One of the study's most surprising findings was the lack of interindividual convergence in gut microbiota. Instead of becoming more similar, microbiome profiles remained distinct and, in some cases, became even more divergent. The effect size (ES) of the dietary intervention on genus-level microbiome variation was 3.4%, but with a striking interindividual range (1.67–16.42%). This undermines the long-held notion that uniform dietary input will yield uniform microbial outcomes and supports the view that host-specific factors such as genetics, baseline microbiota, and metabolic capacity dominate responses to dietary modulation.

• Shift Toward Potentially Dysbiotic Enterotype

A notable shift was observed in microbial community structure. The prevalence of the Bacteroides2 (Bact2) enterotype-often associated with dysbiosis-increased significantly during the intervention, while the more stable Bacteroides1 (Bact1) community declined. These changes were reversed after participants resumed their normal diets. This Bact2 dominance coincided with a marked drop in Faecalibacterium, a butyrate-producing genus known for its anti-inflammatory properties. Given its association with reduced microbial diversity and inflammatory states, the transient rise of Bact2 raises concerns about the health effects of such restrictive diets.

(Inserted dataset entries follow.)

PR #4663, opened 2022-11-30
Add a UBSan suppression for QCBOR.

plietar:
QCBOR has a bug which can cause memmove to be called with a NULL source argument (and zero size), which is technically undefined behaviour and triggers a UBSan violation.

This bug cannot be reached by CCF's use of QCBOR (it mostly occurs when encoding messages, which CCF doesn't do), but it affects downstream application which use QCBOR themselves and are forced to use the copy of the library provided by CCF.

https://github.com/laurencelundblade/QCBOR/issues/164

### DIFF
--- a/src/ubsan.suppressions
+++ b/src/ubsan.suppressions
@@ -10,4 +10,7 @@ src:*/3rdparty/exported/quickjs/quickjs.h
 src:*/3rdparty/exported/quickjs/cutils.c
 src:*/3rdparty/exported/quickjs/cutils.h
 
+# https://github.com/laurencelundblade/QCBOR/issues/164
+fun:UsefulOutBuf_InsertUsefulBuf
+
 #############################################################################


achamayou:
> forced to use the copy of the library provided by CCF

To be clear, this is a result of circumstances that are outside the control of CCF: the fact that SGX enclaves must be a single shared object, and that QCBOR does not namespace symbols. CCF is constrained by the same restrictions with regards to Open Enclave and its dependencies.

This is one of several reasons why CCF is moving towards external executors instead.

eddyashton (approved):

plietar:
@achamayou sorry I didn't mean to put any blame on CCF. I used "forced" more in the sense of "forced by the nature of linking C++ applications into a single binary". I did in fact try to play around with symbol visibility to allow two copies of QCBOR and t_cose to be linked in the binary, but it seems too impractical to work.

Where do you stand on backports to the 3.x branch now? Would be nice to have this change included in future releases, but if not we can work around it (we already rebuild CCF from source in our ASAN CI, so can cherry pick fixes. We used to do that already when we were targeting 2.x).

achamayou:
> @achamayou sorry I didn't mean to put any blame on CCF. I used "forced" more in the sense of "forced by the nature of linking C++ applications into a single binary". I did in fact try to play around with symbol visibility to allow two copies of QCBOR and t_cose to be linked in the binary, but it seems too impractical to work.

No problem, just wanted to make sure there was no misunderstanding. We've had to do similar things before, for example when we were getting duplicate EverCrypt symbols from several libraries making use of it. We understand the pain, it is indeed impractical.

> Where do you stand on backports to the 3.x branch now? Would be nice to have this change included in future releases, but if not we can work around it (we already rebuild CCF from source in our ASAN CI, so can cherry pick fixes. We used to do that already when we were targeting 2.x).

Happy to have this backported, since it's clearly a risk-free change.

PR #4665, opened 2022-12-01
Include the gitlens extension in CCFs devcontainer

DomAyre:
I think this should be built-in VS code functionality, but until it is, it's a very helpful addition to our devcontainer


takuro-sato (approved):
Agree we should have it.
Confirmed that gitlens is installed in devcontainer using codespace.

PR #4677, opened 2022-12-01
Document read-write KV restrictions in different execution contexts

### LINKED ISSUE #4630: JS KV Access - clarify read-only restrictions in different execution contexts
We enforce some read/write restrictions on KV access from JS, so that (for instance) governance actions can only write to governance tables, and not private or application tables.

The error message when code attempts to write to a disallowed table is unclear ("Cannot call delete on read-only map"). We should improve this error message to explain exactly why this table is read-only. We should also explain this restriction, and the reason behind it, in the docs.

I think there are additional restrictions we should be enforcing here too, to prevent even _read_ access to certain tables in certain contexts (eg - you shouldn't read from _private_ application tables in any governance).

I think the table looks like this:

```
    // Enforce the following access:
    //
    //                                 Namespace of Table
    //           ______________| INTERNAL  GOVERNANCE  APPLICATION
    //           ______________|  PUB|PRIV   PUB|PRIV   PUB|PRIV
    //            gov validate |   RO|X       RO|X       RO|X
    //   Kind     gov resolve  |   RO|X       RO|X       RO|X
    //    of      gov apply    |   RO|X       RW|X       RO|X
    // Execution  app endpoint |   RO|RO      RO|RO      RW|RW
    //            module exec  |   - |-       - |-       - |-
    //
```

(An `X` is illegal, not even readable, so calling `ccf.kv["your_map_name_here"]` should throw a useful error message. The `-`s in module exec are where `ccf.kv` doesn't even exist. A reminder that this is user-written code, so _could_ try to access the KV, and will currently fail with some kind of null property error, but we could potentially make more explicit)

WIP branch is here: https://github.com/eddyashton/CCF/tree/js_read_only_explanations

Note that we're talking here purely about JS, but the application restrictions will (and should) also be enforced for external executors, or any other execution engine where we have the ability to do so.

eddyashton:
Resolves #4630.

A lot of this code is tests to try and confirm that each possible case is tested, and matches what we expect. There's a new page in the docs explaining the restrictions, and the error message shown to users now links to this page.

There's a big TODO we need to decide before this is merged:
- [X] Should governance be able to read from public application tables? I'd reasoned previously that this means governance is operating only over public state, so is auditable. However, public application tables may be derived from private application tables (in application transactions), and we cannot audit this derivation. If the goal is to limit which transactions need to be considered in audit to "governance transactions", it seems we shouldn't depend on any application state? Is this transfer from private to public meaningfully different than how the contents of proposals/ballots was derived? I can't decide! _EDIT - Decision is NO, governance absolutely should not read from public application tables, because they come from **unsigned** requests_


doc/audit/index.rst
```diff
@@ -24,15 +24,21 @@ Audit
...
+    ^^^^^^^^^^^^^^^^^^^^^
 
     Utility library that can be used to write ledger audit scripts quickly and easily.
 
     ---
 
+    :fa:`shield-alt` :doc:`read_write_restrictions`
+    ^^^^^^^^^^^^^^^^^^^^^^^^^^^^^^^^^^^^^^^^^^^^^^^
+
+    Governance maps should only be written to when applying approved proposals.
```
achamayou, line 36: Except for the proposals and proposals_info maps, which are written to when proposals are submitted or withdrawn, or ballots submitted.

achamayou: Oh and also history and cose_history, which are written to in the same circumstances.

doc/audit/read_write_restrictions.rst
```diff
@@ -0,0 +1,78 @@
...
+
+To allow governance audit we ensure that all governance actions can be viewed and understood from the ledger, and signed by members. To support this CCF distinguishes governance tables from application tables, and restricts which tables can be read from and written to in different execution contexts.
+
+Table Namespaces
+----------------
+
+There are 3 categories of table defined:
+
+- Governance tables. These begin with a ``public:ccf.gov`` prefix, indicating that they are public (their contents are not encrypted in the ledger), and in the ``ccf.gov`` namespace. These should only be modified by constitution-controlled governance actions.
+- Internal tables. These begin with a ``ccf.internal`` or ``public:ccf.internal`` prefix, indicating that they are in the ``ccf.internal`` namespace, and may be public or private. These can be considered a lower-level subset of governance tables, though some are also modified by node-triggered operations such as signatures, rather than governance actions.
```
achamayou, line 12: We can clarify that they are managed by CCF itself, and that direct user writes are completely unsupported.

doc/audit/read_write_restrictions.rst
```diff
@@ -0,0 +1,78 @@
...
+- Application tables. This includes any other table name. These are the tables that application endpoints should modify.
+
+.. warning::
+
+    Table names are case sensitive. So ``public:CCF.gov.users`` (upper-case "CCF") is an `application` table, not a governance table.
```
achamayou, line 17: Similarly, is it worth clarifying that `PUBLIC:table` is in fact private?

doc/audit/read_write_restrictions.rst
```diff
@@ -0,0 +1,78 @@
...
+
+There are multiple possible contexts in which developer-specified code may execute within a CCF node:
+
+- Pre-approval governance context. These pieces of code may read from the KV to make decisions, but may not make any modifications to it, as they represent pending, unapproved operations. Specifically, this context applies:
+
+    - when evaluating member ballots
+    - when evaluating the constitution's ``validate`` function
+    - when evaluating the constitution's ``resolve`` function
+
+- Post-approval governance context. These pieces of code run only for accepted proposals, after a quorum of members have voted to approve it, so are permitted to make modifications to the KV. Specifically, this context applies:
```
achamayou, line 34: Only to governance tables though, and only to public governance tables even, when operating directly from JS.

doc/audit/read_write_restrictions.rst
```diff
@@ -0,0 +1,78 @@
...
+
+    - when evaluating the constitution's ``apply`` function
+
+- Application context. These pieces of code execute endpoint handlers to implement the application logic, are invoked to handle incoming user requests, and may read and write from application tables.
```
achamayou, line 38: They can also read from all public tables, including governance tables.

doc/audit/read_write_restrictions.rst
```diff
@@ -0,0 +1,78 @@
...
+.. note::
+
+    Since the constitution (and JS application) are written in JavaScript, there is also technically a global module evaluation context when the code is first ingested. It is expected that this only defines and exports the necessary functions. It has no access to the KV, and will result in errors if it attempts to access any KV table.
+
+Restricted Permissions
+----------------------
+
+CCF ensures that governance audit is possible offline from a ledger, by considering only a subset of transactions, and every governance change is traceable to member signatures. These governance transactions operate purely over governance tables, so that governance audit does not need to consider application tables, and purely over public tables so that all decisions can be reconstructed from the ledger. Combining the definitions above, we impose several restrictions on KV access in different contexts:
+
+- Governance code must never read from private tables. Doing so might make decisions which could not be reproduced from the ledger.
```
achamayou, line 49:
```suggestion
- Governance code must never read from private tables. Doing so might make decisions which could not be reproduced from the ledger by an auditor (ie. without access to ledger secrets).
```

src/js/wrap.cpp
```diff
@@ -402,51 +384,170 @@ namespace ccf::js
...
+          {
+            return MapAccessPermissions::ILLEGAL;
+          }
+
+          case TxAccess::APP:
+          {
+            switch (namespace_of_table)
+            {
+              // Private tables in the internal and governance namespaces should
+              // not exist. But if they do, they must be read-only for
```
achamayou, line 424: Why should they be read-only and not illegal? We may legitimately have internal private tables (for example for storing inbound requests), and we definitely would not want them readable by application code!

src/js/test/js.cpp
```diff
@@ -7,58 +7,148 @@
...
+      REQUIRE(
+        _check_kv_map_access(TxAccess::APP, public_internal_table_name) ==
+        MapAccessPermissions::READ_ONLY);
+    }
+
+    {
+      INFO("Private tables in internal namespace are read-only");
+      REQUIRE(
+        _check_kv_map_access(TxAccess::APP, private_internal_table_name) ==
+        MapAccessPermissions::READ_ONLY);
```
achamayou, line 32: That surely should be illegal?

doc/audit/index.rst
eddyashton: This summary is brief and imprecise to fit on a single tile, but I've reworded slightly to be less wrong.

doc/audit/read_write_restrictions.rst
eddyashton: Again trying to write a brief summary of the concept here, and clarifying the restrictions below.

src/js/test/js.cpp
eddyashton: Yes - I've now made this change so accessing private governance or private internal tables from application code is `ILLEGAL`.

src/js/wrap.cpp
eddyashton: As above, I've now changed this behaviour.

I think that's simplified the table a chunk too, so I've also refactored this code to more closely follow from the table in the docs - hopefully the 1-to-1 correspondence between the 2 is easier to track now.

Issue #4675, opened 2022-12-01
CI workflow to build a CCF container ready for running tests for a specific revision


DomAyre:
It would be helpful to perform a single build of CCF for a given revision (typically for a PR) and then build that into an image that can be used by other CI jobs.

This is especially useful for testing where we dynamically deploy executors for each test (SNP)

Todo:

- [x] Github action to push container (identical to current CI container) to ACR 
https://github.com/microsoft/CCF/pull/4692
- [x] ~Github action~ Scheduled task in ACR to cleanup containers ~(runs manually)~
- [x] Use dynamically built image in CCF SNP pipeline
https://github.com/microsoft/CCF/pull/4698
- [x] Modify container to have a build of CCF
https://github.com/microsoft/CCF/pull/4702
- [x] Speed up building with more powerful executor
https://github.com/microsoft/CCF/pull/4722
    - [x] Speed up image building
    https://github.com/microsoft/CCF/pull/4737

achamayou:
https://learn.microsoft.com/en-us/azure/container-registry/container-registry-auto-purge

DomAyre:
Yeah I found this and it's set up to purge any images older than 1d

achamayou:
@DomAyre if there isn't already, a quick mention + pointer in the internal doc would be great.

PR #4692, opened 2022-12-06
Create GitHub action to build CCF image for CI testing

DomAyre:
Contributes to https://github.com/microsoft/CCF/issues/4675

See issue for follow up tasks, ~this change will need someone to manually clean up any pushed images from the new workflow~ there is a scheduled task in the container registry to delete all tags that match the regex "pr-*" and are older than 1d


.github/workflows/build-ci-container.yml
```diff
@@ -0,0 +1,25 @@
+name: "Build CI Testing CCF Container"
```
achamayou, line 1:
```suggestion
name: "Build SNP CI Testing CCF Container"
```

achamayou (approved):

• Microbial Load and Diversity Decreased

Faecal microbial load fell by more than 30% during the intervention, without changes in stool moisture or transit time. This aligns with the reduced caloric intake observed and echoes prior findings showing decreased bacterial biomass under caloric restriction. Furthermore, overall microbiome diversity-as measured by the Shannon index-dropped significantly during the intervention, a pattern that correlates with less mature and resilient microbial ecosystems.

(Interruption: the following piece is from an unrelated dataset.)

PR #4693, opened 2022-12-06
Allow sgx and virtual builds to be installed side-by-side using Ansible.

plietar:
The Ansible playbook for SGX tries to install the open-enclave package, whereas on Virtual builds it installs hostverify. Since these two are mutually exclusive, they cannot be run on the same machine.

•  Individual Microbiomes Reacted Uniquely

Despite the group-level trends, individuals responded very differently to the same diet. Some showed marked changes in microbial composition, while others remained relatively stable. The authors attempted to identify predictive factors, such as gender or baseline microbiota diversity, but no clear predictors emerged after correction for multiple testing. This unpredictability reinforces the complexity of host–microbiota interactions and suggests that personal traits, rather than just diet, drive microbial changes. Personalized nutrition may be essential to achieving targeted microbiome modulation.

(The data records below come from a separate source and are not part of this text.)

PR #4694, opened 2022-12-06
Initial attestation container implementation

takuro-sato:
## Changes
- Basic attestation container implementation (with unit test and e2e test)
- CI (New 'Attestation Container' pipeline in azure devops. In this PR page it's failing because it can't access to new variables like `ATTESTATION_CONTAINER_CI_APP_ID` yet, but if it's ran from Azure DevOps page it passes. The latest successful run: https://dev.azure.com/MSRC-CCF/CCF/_build/results?buildId=59538&view=results )

## TODOs for future PRs
- Fetch and return collateral
- Push image to MCR when a release is cut
- https://github.com/microsoft/CCF/issues/4804
- https://github.com/microsoft/CCF/issues/4844


attestation-container/go.mod
```diff
@@ -0,0 +1,16 @@
+module microsoft/attestation-container
```
takuro-sato, line 1: If we want to publish the module, we can change it to `github.com/microsoft/CCF/attestation-container`.
https://go.dev/doc/tutorial/create-module#start

But I think it's fine to do it after creating attestation container repository (It would be `github.com/microsoft/attestation-container` ).

scripts/azure_deployment/arm_aci.py
```diff
@@ -88,73 +89,130 @@ def make_aci_deployment(parser: ArgumentParser) -> Deployment:
         type=lambda comma_sep_str: comma_sep_str.split(","),
     )
 
+    parser.add_argument(
+        "--aci-deploy-external-executer",
+        help="Deploy external executer container if true. Default=False",
+        default=False,
+        type=bool,
+    )
```
takuro-sato, line 97: With the current code, `arm_template.pyt deploy` deploys attestation container when this flag is true because it's a sidecar of external executer.
Even it's true only attestation container is deployed for now.

scripts/azure_deployment/arm_aci.py
```diff
@@ -88,73 +89,130 @@ def make_aci_deployment(parser: ArgumentParser) -> Deployment:
...
-                    }
-                    for i in range(args.count)
-                ],
-            },
+                        }
+                    ],
+                    "ipAddress": {
+                        "ports": [
+                            {"protocol": "TCP", "port": 22},
+                            {"protocol": "TCP", "port": 50051},
```
takuro-sato, line 206: Opening attestation-container gRPC's port is for running e2e test from CI agent. But considering that we should not expose attestation-container in the actual application, I will close this port and run e2e test inside the attestation-container using ssh + port 22 (Port 22 shouldn't be exposed in the actual application as well, but I think it's more obvious and hopefully it prevents application developers from exposing attestation-container for outside of the container group by mistake).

Interpretations and implications

The findings from this study challenge the intuitive belief that simplification of diet should naturally lead to convergence in microbial communities. Instead, they illustrate the resilience of individual microbiota and the importance of pre-existing microbial states in shaping responses to environmental changes. It highlights: (1) Personalized Diets Over Universal Prescriptions: Even under tightly controlled dietary conditions, individuals show unique microbial responses. Future interventions should consider personalized baseline assessments to guide dietary recommendations; (2) Caution in Using Enterotypes as Biomarkers: While Bact2 has been linked with dysbiosis and disease, its transient appearance here in healthy individuals suggests caution when interpreting enterotypes as fixed or pathological markers; (3) Beyond Calories and Macronutrients: The study supports the concept of "successional maturation" of the microbiome, where microbial development is shaped not just by nutrient intake, but also by substrate diversity and transit time. These factors may be equally important as caloric content in shaping gut health.

In conclusion, the "Oatmeal Study" underscores that even radical reductions in dietary diversity do not necessarily bring about uniformity in gut microbiota. Instead, the human microbiome exhibits resilience and individuality, governed by complex host–microbe dynamics. While dietary convergence increased the prevalence of a potentially dysbiotic community type and reduced microbial diversity, the overall effect was modest and highly variable between individuals. These insights are essential for the design of future microbiome-targeted interventions, which must account for individual variability and ecological context.